We decided to try again.  We naively thought it would all be so simple this time around.  We would not have a twin pregnancy.  We would use no fertility drugs.  My body could handle it.
I found out I’m old.  I found out my eggs are crap.  I found out my body once again sucks as supposedly doing what it was meant to do.  I found out I might not get pregnant.
More DR appointments.  But this time only 15+ appointments.  No miscarriage.  We got pregnant on try #1.  Lucky.  Lucky.  Lucky.  But the costs were the same … We didn’t know we would get pregnant on try #1.  Our donor had been removed from the program.  We had to purchase extra vials.  So this still cost us $6k+.
I had multiple massive bleeding episodes starting at 12 weeks.  Not a tiny bit of spotting.  The type of bleeding where you are simply waiting for the baby to drop out of you.  They type of bleeding where blood just pours down your legs.  I heard “there is nothing we can do” over and over and over again.  I still have the hematoma.  But now I hold my breath that it doesn’t cause me to go into preterm labor.  Now I worry that my baby boy will be born before viability.  Now I worry that my baby boy will be born shortly after viability and face a lifetime of medical challenges.  All because my body sucks at being pregnant.  All I do is worry.  I pray I don’t see blood every time I go to the bathroom.
I worry about miscarriage every single day of this pregnancy.
I’m old.  This puts the baby at an increased risk for genetic issues.  No worries.  There is a test for that.  It will only cost you $750.
More bleeding at 16 weeks.  The OB tells me to go to L&D.  Just to get checked out.  No worries.  That will only cost you $1,500.  An OB appointment would have been $80.  But now I am 16 weeks pregnant so I have to go to L&D.  If I don’t go to L&D and something is wrong, then how would I ever forgive myself.   Did I mention we are a one income family now?  So no stress. No worries.  It’s just money.
I get to pay $170 a week to receive a big ass injection in my butt.  I get to do this for 20 weeks.  I get to have all my coworkers stare at me as I walk a nurse through the office.  And we don’t even know if it will actually keep baby boy cooking inside me for long enough.  I can still have a preemie.  We know nothing.  We can only guess.
I get to visit the high risk doctor on a monthly basis.  This costs money too.  
I worry each time I pick up one of my little boys, only looking to be comforted by Mama, that me lifting my child will cause me to lose this baby.  How do you explain that to a crying 3 year old?  How do you explain to your 3 year old, when you lose your temper, that you are simply worried about their little brother in my belly and that your anxiety level is high?
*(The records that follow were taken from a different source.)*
PR #26848, opened 2024-03-06
Splitter: add sizes distribution logic

AlexanderMoiseev:


packages/devextreme/js/__internal/ui/splitter/splitter.ts
```diff
@@ -75,7 +76,11 @@ class Splitter extends (CollectionWidget as any) {
 
     this._toggleOrientationClass();
 
-    this._layout = getInitialLayout(this.option('items'));
+    const items = this.option('items');
+
+    const elementSize = getElementSize(this.$element(), items, this.option('orientation'), this.option('width'), this.option('height'));
```
EugeniyKiyashko: This code is not working in case:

How do you explain to your 3 year old that you worry every day that you will have to find a way to tell them little brother isn’t coming home to live with us.  How do you explain to your 3 year old that you are terrified you will have to go on bed rest and you will be even less of a parent than you are now?  How do you explain to your 3 year old that you  worry constantly about being able to financially provide for  our family?
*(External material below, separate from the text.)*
PR #26879, opened 2024-03-11
Implement launch of testcafe tests in shadowDOM

Alyar666:


alexanderPolosatov (approved):

packages/devextreme/testing/testcafe/runner.js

So NO.  I do not like being pregnant.  I hate it.  I hate it all.  But I want what a lot of people want in this world.  I want the hope that a child brings.  I want to leave a legacy behind.  I want to create a life.  I want to watch that little life grow.  I want Jakob and Alex to have a sibling.  I want us to all be a family.  Many people would say that I am being selfish.  Well bite me.  I don’t care.  I only have so many cares in the world to give and what another person, outside of our family thinks about my pregnancy is not one of my cares to give.  But I’d rather show-up at the hospital and have a stork hand me my child.  

So that’s really how I want to respond when someone asks me “Don’t you just love being pregnant?”